I get that there's an obesity crisis, but it really feels like this one skipped the step where they checked if school meals were the problem, and jumped straight to a plan of "Make children miserable -> ??? -> profit". I appreciate your framing the larger problem of how we're ratchetting ourselves into ruin.

Martin Valentine's avatar

Not sure stopping kids eating crap so they don’t carry on into adulthood and inevitably have heart attacks which the nhs picks up the tab for is quite the hill to die on, but take your point more generally

Sui Juris's avatar

This seems to me to be the steelman of the inchoate but valid complaints about the ‘deep state’, the ‘blob’ etc. which are really about a culture rather than about individual bad things. And Ovendon’s point is important: it’s not a secret conspiracy, it’s about the effect of everybody behaving quite openly as the school foods standards people do.

Akiyama's avatar
18hEdited

Hear Hear! 👏

I joined the Libertarian Party a couple of weeks ago. The thing that tipped me over the edge was Nigel Farage saying that "the puritanical spirit of Oliver Cromwell again stalks the land. Our bossy, ruling elite’s default response to something is moving to ban it." . . .

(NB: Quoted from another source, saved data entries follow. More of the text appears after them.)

PR #2162, opened 2018-04-29
Skip method if Listener declares method with undefined argument type

SOF3:
## Introduction

Some plugins may declare a soft dependency to other plugins, i.e. the plugin can still load without the other plugin. These plugins may want to listen to events from these other plugins if they exist, or just ignore the event if they don't exist.

Currently, plugins have to call `PluginManager->registerEvent()` directly, or separate the Listener class, in order not to trigger the error of trying to listen to a non-existent event:

```
[20:31:57] [Server thread/CRITICAL]: ReflectionException: "Class no\such\event does not exist" (EXCEPTION) in "src/pocketmine/plugin/PluginManager" at line 755
```

This pull request allows a Listener class to declare methods requiring parameters of non-existent class types by declaring `@softDepend` in its doccomment. This makes listening events from plugins pssively more convenient.

This is mainly useful for listening to optional events that may exist or not exist. This should not be relied on, say, to execute something when a player is authenticated by a certain auth plugin, because if multiple auth plugins are loaded (for no proper reason though), the upon-auth execution will execute multiple times.

### API changes

Added the `@softDepend` tag to skip Listener methods with undefined class parameters.

The methods should only be skipped when the soft-depend plugin is not loaded; if it is loaded, but the event is still not found, this is most likely a typo in the event class, or an API change in the dependent plugin. In this case, we still want to display the error message, so `@softDepend` can accept a parameter, the plugin name, which will be made sure not to be loaded.

## Backwards compatibility

Fully backward-compatible, as `@softDepend` is not a standard doc comment expected to be found in event listener methods.

## Tests

Tested with a Listener with an undefined parameter, both with and without `@softDepend`, both working as expected.

### DIFF
--- a/src/pocketmine/plugin/PluginManager.php
+++ b/src/pocketmine/plugin/PluginManager.php
@@ -752,7 +752,16 @@ class PluginManager{
 				$ignoreCancelled = isset($tags["ignoreCancelled"]) && strtolower($tags["ignoreCancelled"]) === "true";
 
 				$parameters = $method->getParameters();
-				if(count($parameters) === 1 and $parameters[0]->getClass() instanceof \ReflectionClass and is_subclass_of($parameters[0]->getClass()->getName(), Event::class)){
+				try{
+					$isHandler = count($parameters) === 1 && $parameters[0]->getClass() instanceof \ReflectionClass && is_subclass_of($parameters[0]->getClass()->getName(), Event::class);
+				}catch(\ReflectionException $e){
+					if(isset($tags["softDepend"])){
+						continue;
+					}
+
+					throw new \ClassNotFoundException($e->getMessage(), 0, $e);
+				}
+				if($isHandler){
 					$class = $parameters[0]->getClass()->getName();
 					$this->registerEvent($class, $listener, $priority, new MethodEventExecutor($method->getName()), $plugin, $ignoreCancelled);
 				}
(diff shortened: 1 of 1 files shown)


src/pocketmine/plugin/PluginManager.php
```diff
@@ -752,7 +752,16 @@ public function registerEvents(Listener $listener, Plugin $plugin) : void{
...
 				$parameters = $method->getParameters();
-				if(count($parameters) === 1 and $parameters[0]->getClass() instanceof \ReflectionClass and is_subclass_of($parameters[0]->getClass()->getName(), Event::class)){
+				try{
+					$isHandler = count($parameters) === 1 && $parameters[0]->getClass() instanceof \ReflectionClass && is_subclass_of($parameters[0]->getClass()->getName(), Event::class);
+				}catch(\ReflectionException $e){
+					if(isset($tags["softDepend"])){
+						continue;
+					}
+
+					throw new \ClassNotFoundException($e->getMessage(), 0, $e);
```
dktapps: I would say it's better to just rethrow `$e` here (as per the original behaviour). `ClassNotFoundException` is not expected to be thrown by this function and is not used anywhere else (it remains solely for backwards compatibility and will be removed in future).

dktapps (approved):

https://www.telegraph.co.uk/news/2026/03/23/reform-will-repeal-the-generational-smoking-ban/

. . . a few days after having called for a ban on Muslims playing in public: "We wouldn’t want to stop individuals praying but mass prayer is banned in many Muslim countries in the Middle East itself. So, yes, we have to stop this kind of mass demonstration, provocative demonstration, in historic British sites."

https://www.theguardian.com/politics/2026/mar/19/nigel-farage-condemned-over-call-to-ban-public-prayer-for-muslims-in-the-uk

I wouldn't describe myself as a 100% Ayn Rand reading American style libertarian, but I'm heading that way. Perhaps I'm a "state capacity libertarian"; scrap the legislation that is making us waste money on bat tunnels and fish discos so we can spend the money on fixing potholes, building reservoirs, running municipal tips etc.

QUOTE> "I have on occasion suggested that we should simply repeal every law and regulation passed since the mid-90s, with only a small grace period allowed to identify those we wished to keep. In reality this probably would not work - even if we could find a politician bold enough to do it. Other whimsical ideas, such as every law ceasing within 10 years unless an MP can be found to read it out, in full, in the Chamber, similarly belong more within the pages of a Heinlein novel than in real life."

These both sound like good ideas to me!

Honestly, I increasingly feel like I'm living in some kind of dystopia (Idiocracy, perhaps). My only optimistic take is that I do think a lot of the UK's problems could be fixed if there was the political will to do so.

About milk in schools. I work in a primary school, we throw away a huge amount of semi-skimmed "free school milk" every week, and it seems such a waste. I expect if it was whole milk - which is tastier - and came with plastic straws - which have a more pleasant "mouth feel" - instead of paper straws, we would throw away a lot less.

HD's avatar

I'd be curious how you felt about France's school food which is clearly very bureaucracy-controlled but connected to a genuine food culture. Though I'm worried all the annoying usual suspects are *too* enthusiastic about it and there might be problems on deeper scrutiny.